PR #241, opened 2019-05-14
Set `sd` bit

zarubaf:
@jrrk May I propose the following fix?

### DIFF
--- a/include/riscv_pkg.sv
+++ b/include/riscv_pkg.sv
@@ -40,7 +40,7 @@ package riscv;
     } xs_t;
 
     typedef struct packed {
-        logic         sd;     // signal dirty - read-only - hardwired zero
+        logic         sd;     // signal dirty state - read-only
         logic [62:36] wpri4;  // writes preserved reads ignored
         xlen_t        sxl;    // variable supervisor mode xlen - hardwired to zero
         xlen_t        uxl;    // variable user mode xlen - hardwired to zero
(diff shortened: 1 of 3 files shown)


jrrk:
The comment on the sd field at line 43 of riscv_pkg.sv is now invalid (assuming it ever meant anything)

zarubaf:
Agree and changed!

jrrk:
I approve this change. There is still work to do on sub-normalised divides but this is repeatable and unrelated. For example 2.350988561514729E-38 / 2 => 0. (it should give 1.175494350822288E-38, a subnormal value)

zarubaf:
Thanks a lot for all the help! 
I think those are "known" bugs. @stmach can probably comment more on this.

stmach:
Hello, thanks for your inputs.
Indeed we are aware of bugs in the FP divider and square-root unit, however this one I haven't seen yet (see end of post for more thoughts on the bug).
The div/sqrt unit we currently have is not very configurable and the code is quite convoluted, so we are hoping to replace it with something more flexible (and IEEE compliant) soon. Hence a bugfix for the current div/sqrt is not a high priority at this time.

*Long-winded addendum*
The result value you list is correct (under default rounding), however it's actually encoded as the smallest normal FP32 value `0x00800000`. The infinitely precise result lies exactly between this result and the largest subnormal FP32 value.
The div/sqrt bugs we've seen so far concern off-by-one-ulp because of wrong rounding. What's possibly happening here seems to be that the mantissa is correctly rounded from all-ones (from the infinitely precise, subnormal result) up to all-zeroes, however the overflow produced from rounding doesn't seem to be added onto the (subnormal = 0) exponent. This leads to the zero result.
I don't know whether this bug is contained to this subnormal/normal border case, but it might be possible that mantissa overflows from rounding in general are buggy.

PR #243, opened 2019-05-15
Remove interface name aliasing to keep VCS happy

jrrk:
At the moment in an alias for Slave and out an alias for Master. This causes VCS to complain and refuse to compile when the names are mixed. This PR remove the in and out aliases. Requires [this PR](https://github.com/pulp-platform/axi/pull/9)

### DIFF
--- a/fpga/src/ariane_peripherals_xilinx.sv
+++ b/fpga/src/ariane_peripherals_xilinx.sv
@@ -23,17 +23,17 @@ module ariane_peripherals #(
     input  logic       clk_i           , // Clock
     input  logic       clk_200MHz_i    ,
     input  logic       rst_ni          , // Asynchronous reset active low
-    AXI_BUS.in         plic            ,
-    AXI_BUS.in         uart            ,
-    AXI_BUS.in         spi             ,
-    AXI_BUS.in         gpio            ,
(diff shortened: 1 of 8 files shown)


zarubaf:
Okay I am okay with this. Lets wait for the depending PR before we proceed.

zarubaf:
@jrrk The PR is merged, can you please update here so that CI passes and we can merge?

jrrk:
It seems like quite a lot has changed in the meantime, I have rebased manually as best I can, but which may or may not be correct. Perhaps somebody who knows GitHub better than me can cherry-pick the stuff that matters, if necessary.

jrrk:
I've completed everything I can think of, the Travis is still failing due to a timeout. Perhaps this should be manually reviewed to approve for merge because I see no reason why it would affect simulation performance.

msfschaffner:
Hi Jonathan, you might want to pull in #248 . We split up the Travis targets and disabled Torture for the time being to work around the timeout issue. In the long run we should rework the tests, e.g. bundle some of the redundant compilation stages, and switch to a different loading mechanism than via the FESVR (this is unfortunately quite wasteful in terms of simulation cycles).

zarubaf:
Closing in favor of #254

PR #245, opened 2019-05-21
Improve timing of scoreboard and FPU

msfschaffner:


msfschaffner:
Note: this also (slightly) improves the performance since some forwarding paths were not correctly activated before.

PR #248, opened 2019-05-27
Split into smaller travis tests

zachzzc:


msfschaffner:
Can you try to increase the timeout for the tests that fail?

https://docs.travis-ci.com/user/common-build-problems/

zachzzc:
It seems like the 25min wait time is not still enough. I will further increase it to 60min

msfschaffner:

_ _ _ _ _

§ **Work required**
Scan the material above for the string "Perhaps" and report each line where you find it.

§ **The answer**
It seems like quite a lot has changed in the meantime, I have rebased manually as best I can, but which may or may not be correct. Perhaps somebody who knows GitHub better than me can cherry-pick the stuff that matters, if necessary.
I've completed everything I can think of, the Travis is still failing due to a timeout. Perhaps this should be manually reviewed to approve for merge because I see no reason why it would affect simulation performance.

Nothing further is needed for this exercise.